[[ PROVIDED INFORMATION open ]]
Issue #45, opened 2023-02-24
Exponential backoff handling does not apply to certificate renewal in pending phase


7ing:
# Problem
When a certificate get renewal, the driver will generate a new `CertificateRequest` and wait for it being ready. If there is an error, the driver will do a retry in an exponential backoff pattern. This feature is brought by https://github.com/cert-manager/csi-lib/pull/35.
However, if the `CertificateRequest` is in a pending state (e.g., not being handled by CSR controller, not approved, or approved but not issued yet, etc.), **the driver will wait infinitely instead of exponential backoff retry**. This behavior is not inline with the above failure situation.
[[ PROVIDED INFORMATION closed ]]
EXERCISE PROMPT: From the records above, extract everything verbatim.

FINISHED TASK:
Issue #45, opened 2023-02-24
Exponential backoff handling does not apply to certificate renewal in pending phase


7ing:
# Problem
When a certificate get renewal, the driver will generate a new `CertificateRequest` and wait for it being ready. If there is an error, the driver will do a retry in an exponential backoff pattern. This feature is brought by https://github.com/cert-manager/csi-lib/pull/35.
However, if the `CertificateRequest` is in a pending state (e.g., not being handled by CSR controller, not approved, or approved but not issued yet, etc.), **the driver will wait infinitely instead of exponential backoff retry**. This behavior is not inline with the above failure situation.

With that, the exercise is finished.